Idon’t know when global oil supplies will start to decline. I do know that another resource has already peaked and gone into free fall — the credibility of the body that’s meant to assess them.

Last week two whistle-blowers from the International Energy Agency (IEA) alleged that it has deliberately upgraded its estimate of the world’s oil supplies in order not to frighten the markets. Three days later, a paper published by researchers at Uppsala University in Sweden showed that the IEA’s forecasts must be wrong, because it assumes a rate of extraction that appears to be impossible. The agency’s assessment of the state of global oil supplies is beginning to look as reliable as former Federal Reserve chairman Alan Greenspan’s blandishments about the health of the financial markets.

If the whistle-blowers are right, we should be stockpiling ammunition. If we are taken by surprise, if we have failed to replace oil before the supply peaks then crashes, the global economy is stuffed, but nothing the whistle-blowers said has scared me as much as the conversation I had last week with a farmer in Pembrokeshire, southwest Wales.

Wyn Evans, who runs a mixed farm of 69 hectares, has been trying to reduce his dependency on fossil fuels since 1977. He has installed an anaerobic digester, a wind turbine, solar panels and a ground-sourced heat pump. He has sought wherever possible to replace diesel with his own electricity. Instead of using his tractor to spread slurry, he pumps it from the digester on to nearby fields. He’s replaced his tractor-driven irrigation system with an electric one and set up a new system for drying hay indoors, which means he has to turn it in the field only once. Whatever else he does is likely to produce much smaller savings, but these innovations have reduced his use of diesel by only around 25 percent.

Farm scientists at Cornell University say cultivating one hectare of maize in the US requires 40 liters of gasoline and 75 liters of diesel. The amazing productivity of modern farm labor has been purchased at the cost of a dependency on oil. Unless farmers can change the way it’s grown, a permanent oil shock would price food out of the mouths of many of the world’s people. Any responsible government would be asking urgent questions about how long we have got.

Instead, most of them delegate this job to the IEA. I’ve been bellyaching about the British government’s refusal to make contingency plans for the possibility that oil might peak by 2020 for the past two years and I’m beginning to feel like a madman with a sandwich board.
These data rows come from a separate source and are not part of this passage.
PR #751, opened 2017-01-06
Fix language check. Resolves #537

### LINKED ISSUE #537: Bypassing language check seems wrong
From https://github.com/plone/documentation/blob/5.0/develop/plone/searching_and_indexing/query.rst#bypassing-language-check 

> All portal_catalog() queries are limited to the selected language of the current user. You need to explicitly bypass the language check if you want to do multilingual queries.
> 
> Example of how to bypass language check:
> 
> all_content_brains = portal_catalog(Language="")

This seems wrong with Plone.app.multilingual, perhaps its true with LinguaPlone?  From my experiment below, `catalog.searchResults({'Language': ''})` just shows you content with no language set.  You'll have to take my word on that of, but you _can_ see that a catalog search with no parameters returns ALL content in the site (the 3 languages below are the only ones enabled).

```
(Pdb) len(catalog.searchResults({'Language': ''}))
30
(Pdb) len(catalog.searchResults({'Language': 'en'}))
107
(Pdb) len(catalog.searchResults({'Language': 'de'}))
17
(Pdb) len(catalog.searchResults({'Language': 'pt'}))
4
(Pdb) len(catalog.searchResults())
158
(Pdb) 
```

What DO we want to say here?

djowett:
First offering on fixing the above issue.  This needs review for technical accuracy - in particular that the Language parameter works for LinguaPlone.  I thought it should be the following:

    portal_catalog(Language="all")

But since I wasn't able to prove either that or Language='' works, I'm leaving the LinguaPlone part as it was.

@erral @jensens

Fixes: #537 corrects "Bypassing Language Check" in to consider plone.app.multilingual in addition to LinguaPlone

Improves:

-

-

-

### DIFF
--- a/develop/plone/searching_and_indexing/query.rst
+++ b/develop/plone/searching_and_indexing/query.rst
@@ -436,15 +436,32 @@ the objects without triggering a security exception::
 Bypassing language check
 ========================
 
-.. note::
+.. note ::
 
         All portal_catalog() queries are limited to the selected language of
         the current user. You need to explicitly bypass the language check if you
         want to do multilingual queries.
 
-Example of how to bypass language check::
+Language is only a factor when a multilingual product is installed - which 
+basically comes down to one of the venerable ``LinguaPlone`` or the more modern 
+``plone.app.multilingual``. Bypassing the language check depends on which of 
+these you are using.
+
+In LinguaPlone and plone.app.multilingual 1.x (what you would probably use in 
+versions 4.3 or earlier of Plone), a patch is applied to the portal_catalog.  
+To bypass this add the parameter ``Language='all'`` to your catalog query like
+so::
 
     all_content_brains = portal_catalog(Language="")
+
+``plone.app.multilingual`` creates Root Language Folders for each of your site's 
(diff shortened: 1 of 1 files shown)


erral:
That's right, the Language='all' is needed in LP and PAM 1.x

https://github.com/plone/Products.LinguaPlone/blob/master/Products/LinguaPlone/patches.py#L30

https://github.com/plone/plone.app.multilingual/blob/1.x/src/plone/app/multilingual/catalog.py#L26

Although the language folders are also marked to be INavigationRoot, in LP the language of the content is not enforced inside the language folder (in PAM there's a subscriber that moves the content to the appropriate folder)

djowett:
Thanks @erral. I thought your last paragraph was worth adding too, of you don't mind?

Ready to go IMO.

erral:
:+1:

svx:
@djowett if that commit is valid for Plone 5.1, please cherry-pick it into the 5.1 branch !

Thanks !

djowett:
@svx done! :-)

PR #754, opened 2017-01-24
Strengthen recommendation against using bare zope http for production

smcmahon:
Make it clear that using bare zope http for production is not an accepted practice.


svx:
@smcmahon Thanks a lot !!!  Awesome !! Would you mind to cherry-pick that into the 5.1 branch ?

svx:
This needs to be picket into 5.1

smcmahon:
Cherry picked into 5.1 and 4.3

svx:
Thanks a lot !!!

Issue #690, opened 2016-08-31
for Plone version upgrades, recommend deactivating unused add-ons


tkimnguyen:
...if they're not going to be used in the upgraded sites, because after the upgrade it will be impossible to deactivate them

svx:
I guess this: http://docs.plone.org/manage/upgrading/addon_upgrade.html would be a good place to put it ?

PR #761, opened 2017-01-31
Fix: #690

svx:
Fixes: #690 

Improves: Docs on upgrading

- Fix wording

- Improve reST

- Add info, suggested by @tkimnguyen


polyester:
and cherry-picked into 5.0

tkimnguyen:
thx but I don't recall now what I might have suggested :) - ah, ok I see now!

Issue #772, opened 2017-02-07
Error in: Overriding a view class in a product


lukebrannon:
The Plone 5 documentation for _Overriding a view class in a product_ <http://docs.plone.org/develop/plone/views/browserviews.html#overriding-a-view-class-in-a-product> results in a TypeError:  page() takes at least 4 arguments (5 given).

The error is caused by the layer attribute in the zcml for browser:page
Referencing older packages zcml should be?:

<configure
        xmlns="http://namespaces.zope.org/zope"
        xmlns:browser="http://namespaces.zope.org/browser"
        i18n_domain="example.policy">
      <browser:page
          name="register"
          class=".customregistration.CustomRegistrationForm"
          permission="zope2.View"
          for="Products.CMFPlone.Portal.PloneSite"
          />
    </configure>

> zope.configuration.xmlconfig.ZopeXMLConfigurationError: File "/home/someone/Plone/plone51/baseInstance/parts/instance/etc/site.zcml", line 16.2-16.23
    ZopeXMLConfigurationError: File "/home/someone/Plone/plone51/buildout-cache/eggs/Products.ATContentTypes-2.2.13-py2.7.egg/Products/ATContentTypes/configure.zcml", line 18.2-18.44
    ZopeXMLConfigurationError: File "/home/someone/Plone/plone51/buildout-cache/eggs/plone.app.collection-1.2.1-py2.7.egg/plone/app/collection/configure.zcml", line 9.2-9.45
    ZopeXMLConfigurationError: File "/home/someone/Plone/plone51/buildout-cache/eggs/plone.app.querystring-1.4-py2.7.egg/plone/app/querystring/configure.zcml", line 11.2-11.42
    ZopeXMLConfigurationError: File "/home/someone/Plone/plone51/buildout-cache/eggs/plone.app.registry-1.3.12-py2.7.egg/plone/app/registry/configure.zcml", line 12.4-12.34
    ZopeXMLConfigurationError: File "/home/someone/Plone/plone51/buildout-cache/eggs/plone.app.registry-1.3.12-py2.7.egg/plone/app/registry/browser/configure.zcml", line 6.4-6.43
    ZopeXMLConfigurationError: File "/home/someone/Plone/plone51/buildout-cache/eggs/plone.app.z3cform-2.1-py2.7.egg/plone/app/z3cform/configure.zcml", line 10.2-10.41
[...]

PR #773, opened 2017-02-07
update zcml to use for attribute rather than layer

lukebrannon:
Fixes: #772 

Improves:
Updates documentation with correct zcml xml.

- use for attribute in browser:page instead of layer when overriding class view

-

-

### DIFF
--- a/develop/plone/views/browserviews.rst
+++ b/develop/plone/views/browserviews.rst
@@ -590,7 +590,7 @@ original.
           />
     </configure>
 
-.. Note::
+Note::
 
         We've retained the permissions and marker interface of the original view.
         You may provide a specific permission or marker interface in lieu of these
--- a/develop/plone/views/browserviews.rst
+++ b/develop/plone/views/browserviews.rst
@@ -585,7 +585,7 @@ original.
           name="register"
           class=".customregistration.CustomRegistrationForm"
           permission="zope2.View"
-          layer="..interfaces.IExamplePolicy"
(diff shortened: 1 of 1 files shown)


thet:
Defining a layer should be possible for ``browser:view`` as well as ``browser:page`` until zope.components 4.0 (https://github.com/zopefoundation/zope.component/blob/master/CHANGES.rst).
What version of zope.component are you using?

MrTango:
https://training.plone.org/5/mastering_plone/views_2.html?highlight=layer#the-default-view

develop/plone/views/browserviews.rst
```diff
@@ -584,11 +584,18 @@ original.
...
+          permission="cmf.AddPortalMember"
+          for="plone.app.layout.navigation.interfaces.INavigationRoot"
+          layer="example.policy.interfaces.IExamplePolicy"
           />
     </configure>
 
+Note::
+
+        We've retained the permissions and marker interface of the original view.
+        You may provide a specific permission or marker interface in lieu of these
```
svx: Can we replace *lieu* with *instead of* ?

*Lieu* is not wrong but *instead of* may be easier to understand, we have to keep in mind that our audience is from all over. :)

stevepiercy: What do you have against French? 😜 

"instead of" is more common than the fancy pants "in lieu of", so I would agree.

lukebrannon: @svx updated :)

PR #781, opened 2017-02-16
Document Retina PLIP #1483.

mauritsvanrees:
This documents [PLIP #1483](https://github.com/plone/Products.CMFPlone/issues/1483) for Retina images. The PLIP has been accepted, but has not been merged yet, so hold off on merging this documentation change.


fgrcon:
As far as I know, *Retina display* is very Apple specific (maybe even a registered tm ?).  Would'nt it be more neutrally better called HiDPI  or the like?

PR #791, opened 2017-03-05
fix link and note markup

tkimnguyen:
Fixes: #

Improves:

- The old note wasn't displaying the external link correctly, so changed note according to the ReST style guide at https://docs.plone.org/about/rst-styleguide.html

- Fixed link to mockup repo


svx:
Thanks !

Issue #726, opened 2016-11-23
Add Ubuntu 16.04, remove 12.04 from the docs


svx:
Currently we still mention Ubuntu 12.04 in the installation docs, since 12.04 will be eol in April 2017, and 16.04 is now working, I would like to:

- remove 12.04 from the docs
- add 16.04 next to 14.04

gforcada:
One of the big changes on 16.04 is that python 2.7 is no longer installed by default and that /usr/bin/python may point to python3.5 as well.

svx:
OK, but this is not a problem, we add that, we have currently docs for 12.04 and 14.04 which are also different.

But anyway thanks for the reminder ! :)

svx:
done !

PR #800, opened 2017-03-14
Fix: #726

svx:
Fixes: #726 

Improves: Updates installation by adding Ubuntu 16.04

- change 'apt-get' to 'apt' [v2] which is working already since 14.04 ootb

- add packages for 16.04, including python2.7 and python2.7 dev

Since I am not using ubuntu as OS, it would be nice if someone who does could look over it, I did a quick test in a VM but maybe I forgot something :)

### DIFF
--- a/manage/deploying/preparing.rst
+++ b/manage/deploying/preparing.rst
@@ -1,8 +1,9 @@
+===================
 Preparing the Server
 ====================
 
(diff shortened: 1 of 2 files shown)


svx:
Again enchant ... great, time to change our travis setup.

polyester (approved):

PR #24019, opened 2017-09-20
Carousel - Add swipe support.

dimasikdimasik:


Johann-S:
Thanks @dimasikdimasik to open PR with my work :smile: but I'm not sure if it's enough to add swipe support to our carousel, so I'll open a PR when I'll be sure of my work :+1:

PR #24026, opened 2017-09-21
remove .half-rule from docs CSS in favor of utils

new-object:


Johann-S:
Please create PR of your work :+1:

PR #24055, opened 2017-09-22
Improves colors on drop menus on navbar

### LINKED ISSUE #23915: Is this correct  rendering collapsed menu on mobile?
image
image

andresgalante:
This PR fixes #23915 and it looks like this:

Image of the navbar menu

Notice that I had to reverse the order of the declarations on the `_navbar.scss` putting first themes and then breakpoints to avoid increasing specificity on themes.

also, I've created variables for dropmenu styles on navbar so users have full control of them.

@mdo @xhmikosr @Johann-S  Since this is not a tiny change I did as much test I could and I think it's solid, but a fresh pair of eyes is really welcome 😄

### DIFF
--- a/scss/_navbar.scss
+++ b/scss/_navbar.scss
@@ -130,6 +130,130 @@
   background-size: 100% 100%;
 }
 
+// Navbar themes
+//
+// Styles for switching between navbars with light or dark background.
+
+// Dark links against a light background
+.navbar-light {
+  .navbar-brand {
+    color: $navbar-light-active-color;
+
+    @include hover-focus {
+      color: $navbar-light-active-color;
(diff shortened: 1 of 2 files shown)


XhmikosR:
Judging for the end result (your gif) it looks fine for me. But we'll need @mdo to confirm.

mdo:
Going to hold off on this one for a bit longer...

mdo:
Going to punt on this, thanks though @andresgalante! We could revisit in a v5 at some point, where we change the expectations around navbars and dropdowns, but I think this is a bit much for right now. Happy to revisit though as always if sentiment changes :).

PR #24060, opened 2017-09-23
Set font-sizes relative to font-size-base

### LINKED ISSUE #24056: Set all font-sizes relative to $font-size-base
If all font-sizes are relative to $font-size-base, it would be simpler to change overall font-size:

```css
$font-size-base: 1rem !default;
$font-size-lg:   ($font-size-base * 1.25) !default;
$font-size-sm:   ($font-size-base * 0.875) !default;
```

tillmon:
This PR closes #24056


andresgalante:
😄 nice, I like this one! 

What about `$lead-font-size` ? should we base it on `$font-size-base` too?

scss/_variables.scss
```diff
@@ -216,12 +216,13 @@ $font-weight-bold: bold !default;
 $font-weight-base: $font-weight-normal !default;
 $line-height-base: 1.5 !default;
 
-$h1-font-size: 2.5rem !default;
-$h2-font-size: 2rem !default;
-$h3-font-size: 1.75rem !default;
-$h4-font-size: 1.5rem !default;
-$h5-font-size: 1.25rem !default;
-$h6-font-size: 1rem !default;
+$headings-font-size-base: $font-size-base !default;
```
andresgalante: I wouldn't introduce a new base for headers

andresgalante:
@mdo @XhmikosR I took another look at this PR. We have several font-size references across _variables.scss, and since they are all set in rem (or %) it might be easier to just to change the font-size base definition from `body` here:
https://github.com/twbs/bootstrap/blob/v4-dev/scss/_reboot.scss#L60

to under `html` here:
https://github.com/twbs/bootstrap/blob/v4-dev/scss/_reboot.scss#L28

That way by changing the `font-size-base` variable it will change the root and everything will follow. No changes needed any other variable and no extra layer of abstraction.

If you are ok with it, I can make the change and write a note on the docs to make this clear.

What do you think?

mdo (approved):

PR #24064, opened 2017-09-23
Update contributing.md with correct branch (`v4-dev` instead of `master`)

patrickhlauke:


bardiharborow (approved):

vsn4ik:
Merged 1 commit into `master`?

patrickhlauke:
yes, because contributing.md is only present in master (compared to any commits authors would want to make against actual bootstrap, where they'd need to do it against `v4-dev`)

PR #24069, opened 2017-09-24
Fix No Rounded Corners if there is one card in a card group.

drobson03:
This was actually killing me.


gijsbotje:
you included all the dist files in your pr, these should be left out as they will be generated on release

Johann-S:
yes please revert your changes in our `dist` folder

andresgalante:
Also avoid using !important

PR #24080, opened 2017-09-25
Fix no rounded corners if there is only one card in a card-group.

drobson03:


XhmikosR:
@andresgalante

andresgalante (approved):

andresgalante:
I've just pulled @SpicyDwarf branch and tested it. This PR fixes the issue. Let me describe it better:

When you have only one card inside a card-group the first and last child selector will not affect it since it's the only child. Then it looks like this:

screen shot 2017-09-25 at 5 51 01 pm

This PR is introducing the border radius if the card group container has only one card inside.

@SpicyDwarf Nice job!

XhmikosR (approved):

PR #24082, opened 2017-09-25
Use variable for heading margin bottom in reboot

psimyn:
This margin is overridden in [_type](https://github.com/twbs/bootstrap/blob/45722e94acdffc314d7f835ed8a73cd0d56d879a/scss/_type.scss#L7) anyway, but I figure the variable should be used in reset

### DIFF
--- a/scss/_reboot.scss
+++ b/scss/_reboot.scss
@@ -93,7 +93,7 @@ hr {
 // margin for easier control within type scales as it avoids margin collapsing.
 h1, h2, h3, h4, h5, h6 {
   margin-top: 0;
-  margin-bottom: .5rem;
+  margin-bottom: $headings-margin-bottom;
 }
 
 // Reset margins on paragraphs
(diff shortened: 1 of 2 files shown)


andresgalante:
If we do this change, I'd remove it from here:
https://github.com/twbs/bootstrap/blob/v4-dev/scss/_type.scss#L7

So we don't repeat the same declaration in 2 places. It get confusing.

mdo:
Going to pass on this. The two rulesets here are actually a different set of selectors—note that the `_type.scss` one includes class versions of our heading elements. The Reboot one is only for the HTML elements. We could potentially remove the `margin-bottom` reset from Reboot and only have it in `_type.scss`, but that feels incomplete in a way.

psimyn:
@mdo it makes sense to keep both. This was originally only intended to replace hard-coded value with a variable. I will resubmit with just that change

Perhaps I am, but how lucky do you feel?

The new World Energy Outlook published by the IEA last week expects the global demand for oil to rise from 85 million barrels a day last year to 105 million in 2030. Oil production will rise to 103 million barrels, it says, and biofuels will make up the shortfall. If we want the oil, it will materialize.

The agency does caution that conventional oil is likely to “approach a plateau” toward the end of this period, but there’s no hint of the graver warning that the IEA’s chief economist issued when I interviewed him last year: “We still expect that it will come around 2020 to a plateau ... I think time is not on our side here.”

Almost every year the agency has been forced to downgrade its forecast for the daily supply of oil in 2030 — from 123 million barrels in 2004, to 120 million in 2005, 116 million in 2007, 106 million last year and 103 million this year. According to one of the whistle-blowers, however,”even today’s number is much higher than can be justified and the International Energy Agency knows this.”